- **Study material**:

PR #1177, opened 2022-04-18
#1166 validate user's options

### LINKED ISSUE #1166: Validate configuration against schema
Keys of a table passed into `setup()` function are plenty, nested and can be very easily misplaced by users. There were issues reported in the past which were simply result of wrong nesting. 

It would greatly help if plugin was validating table against schema ensuring passed in configuration is valid.

Do nothing.

**Additional context**
Edit: this is how b0o achieved it in incline https://github.com/b0o/incline.nvim/blob/main/lua/incline/config/schema.lua.

alex-courtis:
closes #1166 

Quite easy: validate user's options against DEFAULT_OPTS.

@geoboom I would be very grateful if you can test, test, test.

Edit: apologies @geoboom I meant to ask @gegoune to test this one ;)


lua/nvim-tree.lua
```diff
@@ -424,7 +430,41 @@ local function merge_options(conf)
...
+
+  walk_options(conf, DEFAULT_OPTS, "")
+
+  if #msg > 0 then
+    utils.warn(msg)
+  end
+end
+
 function M.setup(conf)
+  validate_options(conf)
```
kyazdani42, line 466: missing or `{}` in case user doesn't pass anything in there.

kyazdani42 (changes requested):
I like the implementation :)

lua/nvim-tree.lua
alex-courtis: Good catch. Guards against non-table.

gegoune:
Got `unknown option: filters.custom.1` so either this PR needs rebasing or me asking for that feature was not unreasonable after all. :)

kyazdani42:
i think the ignore list might be incorrect ?

gegoune:
Screenshot 2022-04-21 at 21 18 04

In terms of notification itself seems like there is extra empty line.

gegoune:
> i think the ignore list might be incorrect ?

```lua
  filters = {
    custom = { '.git', 'node_modules', '.cache', '.DS_Store' },
  },
```
Nothing really fancy in there I think.

kyazdani42:
not yours @gegoune , the one in the PR ^^

alex-courtis:
> Got `unknown option: filters.custom.1` so either this PR needs rebasing or me asking for that feature was not unreasonable after all. :)
> 
> Edit: according to readme `filters.custom` is a table, so it should not warn me about it, should it?

That is defiritely not working correctly. It should go in `NO_VALIDATE_OPTS`.

However, reporting an itable index is also wrong and needs to be fixed.

alex-courtis:
> In terms of notification itself seems like there is extra empty line.

That can be fixed.

gegoune:
@alex-courtis it's default config for rcarriga/nvim-notify.

alex-courtis:
Hardened and rewrote:
* removed ignore list; handle empty default tables during validate
* checks all options in each table after a failure
* use one line for message; newlines upset everything
* refactored the legacy migrations / warnings to happen before validation
* `system_open.cmd` default is now "" to avoid the nil value problem

kyazdani42 (approved):
very nice improvement :) thanks !

kyazdani42:
@gegoune does this work now for you as expected ?

gegoune:
> @gegoune does this work now for you as expected ?

Yes, it does. Looks good now and detects incorrect keys, at least handful that I tried Thanks!

alex-courtis:
> > @gegoune does this work now for you as expected ?
> 
> Yes, it does. Looks good now and detects incorrect keys, at least handful that I tried Thanks!

Thanks for the testing @gegoune 

I think we can merge now.

lua/nvim-tree.lua
```diff
@@ -324,6 +324,7 @@ local DEFAULT_OPTS = { -- BEGIN_DEFAULT_OPTS
   view = {
     width = 30,
     height = 30,
+    hide_root_folder = false,
```
alex-courtis, line 326: There was an extra `hide_root_folder` in the above table. It doesn't appear to be used, so I deleted it.

kyazdani42: good catch, it wasn't in the right place !

kyazdani42 (approved):

gegoune:
Thanks for that! Hopefully it will prevent configuration-issue issues.

eeeXun:
I set up width with function. Not working anymore?
```lua
require("nvim-tree").setup({
    view = {
        width = function()
            return math.floor(vim.o.columns * 0.225)
        end,
    }
})
```

alex-courtis:
> [NvimTree] invalid option: view.width expected: number actual: function

Interesting use case: functions for configuration options is something I would never have considered.
`+` great user flexibility
`-` poor stability
`-` unpredictable behaviour when a varying value is used

Alternatives:
1. No change: do not allow functions
2. Allow a function when the type is not a table
3. Allow a function always
4. Provide a proper mechanism for this, something like `view.width_ratio`

I like flexibility; 2 is a good compromise. We would need to document that with warnings and a rule that bugs cannot be raised when such functions are used. @kyazdani42 ?

gegoune:
How about 'allow functions but require returned value of specific type and validate it'?

alex-courtis:
> How about 'allow functions but require returned value of specific type and validate it'?

That would be great, have you got a specific idea on how we would do this?

The user could do _anything_ in that function; I don't think we could validate it by executing it, as it may throw an exception when run at plugin startup.

gegoune:
Ah, that's a good point. Can't really think of a solution here.

kyazdani42:
there is only a function available for the tree width / height but the implementation for the validation is good enough :)

eeeXun:
Maybe provide an option like `relative_width`/`relative_height`. If true, then the number of `width`/`height` should be percentage of columns/lines. If false, the it should be actual columns/lines.

PR #1187, opened 2022-04-24
#1169 document event payloads

### LINKED ISSUE #1169: Document Event Payloads
`nvim-tree.events` mostly pass payloads, however we have not documented those payloads.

- **What to do**: Nothing is to be left out, and every entry is to be transcribed exactly.

- **Exercise response**:
PR #1177, opened 2022-04-18
#1166 validate user's options

### LINKED ISSUE #1166: Validate configuration against schema
Keys of a table passed into `setup()` function are plenty, nested and can be very easily misplaced by users. There were issues reported in the past which were simply result of wrong nesting. 

It would greatly help if plugin was validating table against schema ensuring passed in configuration is valid.

Do nothing.

**Additional context**
Edit: this is how b0o achieved it in incline https://github.com/b0o/incline.nvim/blob/main/lua/incline/config/schema.lua.

alex-courtis:
closes #1166 

Quite easy: validate user's options against DEFAULT_OPTS.

@geoboom I would be very grateful if you can test, test, test.

Edit: apologies @geoboom I meant to ask @gegoune to test this one ;)


lua/nvim-tree.lua
```diff
@@ -424,7 +430,41 @@ local function merge_options(conf)
...
+
+  walk_options(conf, DEFAULT_OPTS, "")
+
+  if #msg > 0 then
+    utils.warn(msg)
+  end
+end
+
 function M.setup(conf)
+  validate_options(conf)
```
kyazdani42, line 466: missing or `{}` in case user doesn't pass anything in there.

kyazdani42 (changes requested):
I like the implementation :)

lua/nvim-tree.lua
alex-courtis: Good catch. Guards against non-table.

gegoune:
Got `unknown option: filters.custom.1` so either this PR needs rebasing or me asking for that feature was not unreasonable after all. :)

kyazdani42:
i think the ignore list might be incorrect ?

gegoune:
Screenshot 2022-04-21 at 21 18 04

In terms of notification itself seems like there is extra empty line.

gegoune:
> i think the ignore list might be incorrect ?

```lua
  filters = {
    custom = { '.git', 'node_modules', '.cache', '.DS_Store' },
  },
```
Nothing really fancy in there I think.

kyazdani42:
not yours @gegoune , the one in the PR ^^

alex-courtis:
> Got `unknown option: filters.custom.1` so either this PR needs rebasing or me asking for that feature was not unreasonable after all. :)
> 
> Edit: according to readme `filters.custom` is a table, so it should not warn me about it, should it?

That is defiritely not working correctly. It should go in `NO_VALIDATE_OPTS`.

However, reporting an itable index is also wrong and needs to be fixed.

alex-courtis:
> In terms of notification itself seems like there is extra empty line.

That can be fixed.

gegoune:
@alex-courtis it's default config for rcarriga/nvim-notify.

alex-courtis:
Hardened and rewrote:
* removed ignore list; handle empty default tables during validate
* checks all options in each table after a failure
* use one line for message; newlines upset everything
* refactored the legacy migrations / warnings to happen before validation
* `system_open.cmd` default is now "" to avoid the nil value problem

kyazdani42 (approved):
very nice improvement :) thanks !

kyazdani42:
@gegoune does this work now for you as expected ?

gegoune:
> @gegoune does this work now for you as expected ?

Yes, it does. Looks good now and detects incorrect keys, at least handful that I tried Thanks!

alex-courtis:
> > @gegoune does this work now for you as expected ?
> 
> Yes, it does. Looks good now and detects incorrect keys, at least handful that I tried Thanks!

Thanks for the testing @gegoune 

I think we can merge now.

lua/nvim-tree.lua
```diff
@@ -324,6 +324,7 @@ local DEFAULT_OPTS = { -- BEGIN_DEFAULT_OPTS
   view = {
     width = 30,
     height = 30,
+    hide_root_folder = false,
```
alex-courtis, line 326: There was an extra `hide_root_folder` in the above table. It doesn't appear to be used, so I deleted it.

kyazdani42: good catch, it wasn't in the right place !

kyazdani42 (approved):

gegoune:
Thanks for that! Hopefully it will prevent configuration-issue issues.

eeeXun:
I set up width with function. Not working anymore?
```lua
require("nvim-tree").setup({
    view = {
        width = function()
            return math.floor(vim.o.columns * 0.225)
        end,
    }
})
```

alex-courtis:
> [NvimTree] invalid option: view.width expected: number actual: function

Interesting use case: functions for configuration options is something I would never have considered.
`+` great user flexibility
`-` poor stability
`-` unpredictable behaviour when a varying value is used

Alternatives:
1. No change: do not allow functions
2. Allow a function when the type is not a table
3. Allow a function always
4. Provide a proper mechanism for this, something like `view.width_ratio`

I like flexibility; 2 is a good compromise. We would need to document that with warnings and a rule that bugs cannot be raised when such functions are used. @kyazdani42 ?

gegoune:
How about 'allow functions but require returned value of specific type and validate it'?

alex-courtis:
> How about 'allow functions but require returned value of specific type and validate it'?

That would be great, have you got a specific idea on how we would do this?

The user could do _anything_ in that function; I don't think we could validate it by executing it, as it may throw an exception when run at plugin startup.

gegoune:
Ah, that's a good point. Can't really think of a solution here.

kyazdani42:
there is only a function available for the tree width / height but the implementation for the validation is good enough :)

eeeXun:
Maybe provide an option like `relative_width`/`relative_height`. If true, then the number of `width`/`height` should be percentage of columns/lines. If false, the it should be actual columns/lines.

PR #1187, opened 2022-04-24
#1169 document event payloads

### LINKED ISSUE #1169: Document Event Payloads
`nvim-tree.events` mostly pass payloads, however we have not documented those payloads.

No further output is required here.